Some ministers normally in the Johnson camp agree. Like Sunak, they were appalled that Johnson blurted out a promise to provide a new yacht for the Royal Family that it doesn’t appear to want at a cost of up to £250m. One cabinet minister told me: “We knew nothing about it and now we have to clear up the mess and find the money. Rishi is right that we have to start to balance the books.”
Many Tory backbenchers agree. As one put it: “Rishi has the coherent agenda Boris lacks. With Boris, it’s ‘spend, spend, spend’ and worry about it tomorrow.” However, that does not stop those in the red wall demanding a bigger slice of the pie.
Dominic Cummings stirs the pot, saying the chancellor “will struggle to cut spending with BJ” at the helm. He tries to get under Johnson’s skin by never criticising Sunak – not even over his ill-fated “eat out to help out” scheme, even though he and the chancellor were in opposing camps on lockdown.

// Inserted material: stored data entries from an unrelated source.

PR #315, opened 2019-10-17
CORE-668: Add asBlockChainDBModelCurrency in Java Core Crypto

michael-brd:


EBGToo:
I pushed a change to the 'code' case for currency and currency denomination.  For Swift.  If I shouldn't ursurp this PR, for Java, with a Swift change, we can unwind.  A change to Java is implied with this Swift change.

Swift/BRCrypto/BRCryptoSystem.swift
```diff
@@ -103,10 +103,10 @@ public final class System {
                          (name: "Gwei",  code: "gwei", decimals:  9, symbol: BlockChainDB.Model.lookupSymbol ("gwei")),
                          (name: "Ether", code: "eth",  decimals: 18, symbol: BlockChainDB.Model.lookupSymbol ("eth"))]),
 
-        (id: System.makeCurrencyIdentifierERC20 ("ethereum-mainnet", BlockChainDB.Model.addressBRDMainnet), name: "BRD Token", code: "BRD", type: "erc20", blockchainID: "ethereum-mainnet",
+        (id: System.makeCurrencyIdentifierERC20 ("ethereum-mainnet", BlockChainDB.Model.addressBRDMainnet), name: "BRD Token", code: "brd", type: "erc20", blockchainID: "ethereum-mainnet",
          address: BlockChainDB.Model.addressBRDMainnet, verified: true,
-         demoninations: [(name: "BRD Token INT", code: "BRDI",  decimals:  0, symbol: "brdi"),
-                         (name: "BRD Token",     code: "BRD",   decimals: 18, symbol: "brd")]),
+         demoninations: [(name: "BRD Token INT", code: "brdi",  decimals:  0, symbol: "brdi"),
```
michael-brd: Any issue with this (code formatting) diverging from `currencyToDefaultBaseUnit` and `asBlockChainDBModelCurrency` behaviour?

michael-brd:
> I pushed a change to the 'code' case for currency and currency denomination. For Swift. If I shouldn't ursurp this PR, for Java, with a Swift change, we can unwind. A change to Java is implied with this Swift change.

Made the Java change. Have an open question to you but otherwise good to go.

Swift/BRCrypto/BRCryptoSystem.swift
EBGToo: Looks like it.  This:
```
                let code         = code.uppercased()
```
should be 'lowercased()'?

michael-brd: > Looks like it. This:
> 
> ```
>                 let code         = code.uppercased()
> ```
> 
> should be 'lowercased()'?

Can you update the Swift? I'll mirror in Java. You have the "mental model" here as to how these should be.

EBGToo: And these:
```
                            (name: "\(code)_INTEGER",
                                code: "\(code)_INTEGER",
                                decimals: 0,
                                symbol: "\(code)I"),   // BRDI -> BaseUnit

```
should have the code and symbol be "\(code)i" ?

EBGToo:
Let me update the Swift.

EBGToo:
> Should code be lowercased here?

Still I missed something?

michael-brd:
> > Should code be lowercased here?
> 
> Still I missed something?

I'm not sure :), that's the question. What case is code supposed to be? `asBlockChainDBModelCurrency` forces it to uppercase.

Java/CoreCrypto/src/main/java/com/breadwallet/corecrypto/Blockchains.java
```diff
@@ -250,19 +206,41 @@
...
+
+    /* package */
+    static List<CurrencyDenomination> makeCurrencyDemominationsErc20 (String code, UnsignedInteger decimals) {
+        String name = code.toUpperCase(Locale.ROOT);
+        code = code.toLowerCase(Locale.ROOT);
+
+        return ImmutableList.of(
+                new CurrencyDenomination(
+                        String.format(Locale.ROOT, "%s Token INT", name),
+                        String.format(Locale.ROOT, "%si", code),
```
EBGToo: I don't think these are always ERC20 tokens (although in practice I think they are).

Java/CoreCrypto/src/main/java/com/breadwallet/corecrypto/System.java
```diff
@@ -226,6 +227,36 @@ static System create(ScheduledExecutorService executor,
...
+                                                                                           String code,
+                                                                                           String type,
+                                                                                           UnsignedInteger decimals) {
+        int index = uids.indexOf(':');
+        if (index == -1) return Optional.absent();
+
+        type = type.toLowerCase(Locale.ROOT);
+        if (!"erc20".equals(type) && !"native".equals(type)) return Optional.absent();
+
+        code = code.toUpperCase(Locale.ROOT);
```
EBGToo: No lower-cased.

Java/CoreCrypto/src/main/java/com/breadwallet/corecrypto/Blockchains.java
michael-brd: I don't follow the comment here; isn't this an exact replica of `makeCurrencyDemominationsERC20` that you just added in Swift?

Sunak’s leaked letter calling for foreign travel restrictions to be eased – which intriguingly the Johnson camp says the PM never received – and Johnson’s half-joking threat to demote his chancellor reveal that relations between them have sunk to a dangerous new low. The leaks keep coming. We now know Johnson is furious his remark about downgrading Sunak to health secretary was leaked because his fury, inevitably, was leaked too. No doubt the next leak will be that Johnson is furious that his fury about being furious that his remarks about demoting Sunak leaked.

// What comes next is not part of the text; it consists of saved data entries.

PR #1574, opened 2025-05-01
fix(service-error-classification): add TypeError as transient error

siddsriv:
*Issue #, if available:*
Internal JS-5890

*Description of changes:*
fetch API surfaces connectivity errors as TypeErrors, example: `TypeError: Failed to fetch` in Chrome. 

For browsers, we should retry for connectivity issues (offline), this is a fix to retry on TypeErrors then. Since we don't want to retry for `TypeErrors` that *aren't* network errors, I've paired this check with the actual error messages that different browsers surface (not an exhaustive list, but covers some major ones). 

Fetch has an open issue about this: https://github.com/whatwg/fetch/issues/526

additional resources
- https://stackoverflow.com/questions/61113344/fetch-api-how-to-determine-if-an-error-is-a-network-error

---

### DIFF
--- a/packages/service-error-classification/src/index.ts
+++ b/packages/service-error-classification/src/index.ts
@@ -20,6 +20,28 @@ export const isClockSkewError = (error: SdkError) => CLOCK_SKEW_ERROR_CODES.incl
  */
 export const isClockSkewCorrectedError = (error: SdkError) => error.$metadata?.clockSkewCorrected;
 
+/**
+ *
+ * @internal
+ */
+export const isBrowserNetworkError = (error: SdkError) => {
+  const errorMessages = new Set([
+    "Failed to fetch", // Chrome
+    "NetworkError when attempting to fetch resource", // Firefox
+    "The Internet connection appears to be offline", // Safari 16
+    "Load failed", // Safari 17+
+    "Network request failed", // `cross-fetch`
+  ]);
+
+  const isValid = error && error instanceof TypeError;
+
+  if (!isValid) {
+    return false;
+  }
+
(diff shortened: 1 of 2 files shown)


packages/service-error-classification/src/index.ts
```diff
@@ -20,6 +20,28 @@ export const isClockSkewError = (error: SdkError) => CLOCK_SKEW_ERROR_CODES.incl
...
+    'Network request failed', // `cross-fetch`
+  ]);
+  
+  const isValid = error && error instanceof TypeError;
+
+  if(!isValid) {
+    return false;
+  }
+
+  return errorMessages.has(error.message);
```
siddsriv, line 42: doing a check for messages as well to avoid unintended `TypeError`s from being retried

packages/service-error-classification/src/index.ts
```diff
@@ -20,6 +20,28 @@ export const isClockSkewError = (error: SdkError) => CLOCK_SKEW_ERROR_CODES.incl
  */
 export const isClockSkewCorrectedError = (error: SdkError) => error.$metadata?.clockSkewCorrected;
 
+/**
+ * 
+ * @internal 
+ */
+export const isBrowserNetworkError = (error: SdkError) => {
+  const errorMessages = new Set([
```
siddsriv, line 28: this constant could be placed somewhere else, like the constants file in the same dir. I'd like this here since:
1. these are not as strong a check as error codes or status codes, so I want to keep them away from other constants
2. this function will be easily(-ier?) visible in the future if someone is taking a look at transient errors.

kuhe (approved):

Johnson and Sunak would be wise to acknowledge the danger signals. As previous occupants of 10 and 11 Downing Street learnt, chancellors possess the power to block prime ministers doing what they want by denying them the money, and prime ministers are less powerful than they look without the Treasury’s army of officials and a budget of their own.
A good working relationship between the government’s two most powerful figures requires personal chemistry as well as agreement on economic strategy and individual policies. The personal stuff is harder when the chancellor aspires to succeed the PM, as Sunak does despite professing otherwise. Ominously, Sunak allies argue that Johnson is not strong enough to lose another chancellor following Sajid Javid’s departure last year. Not necessarily true but revealing that some people are saying it – and, for good measure, that Sunak would go to the backbenches rather than accept a cabinet demotion.
Equally significant is talk among Johnson supporters that he will use his next cabinet reshuffle to promote ministers who will then rival Sunak as the heir apparent – a sign that Johnson is irked by his chancellor having better personal ratings than him amongst the public and Tory members.
When the pivotal PM-chancellor relationship goes sour – as it did between Margaret Thatcher and Nigel Lawson, Tony Blair and Gordon Brown – it destabilises the whole government. The success or failure of Johnson’s premiership will hinge on the relationship’s critical test this autumn.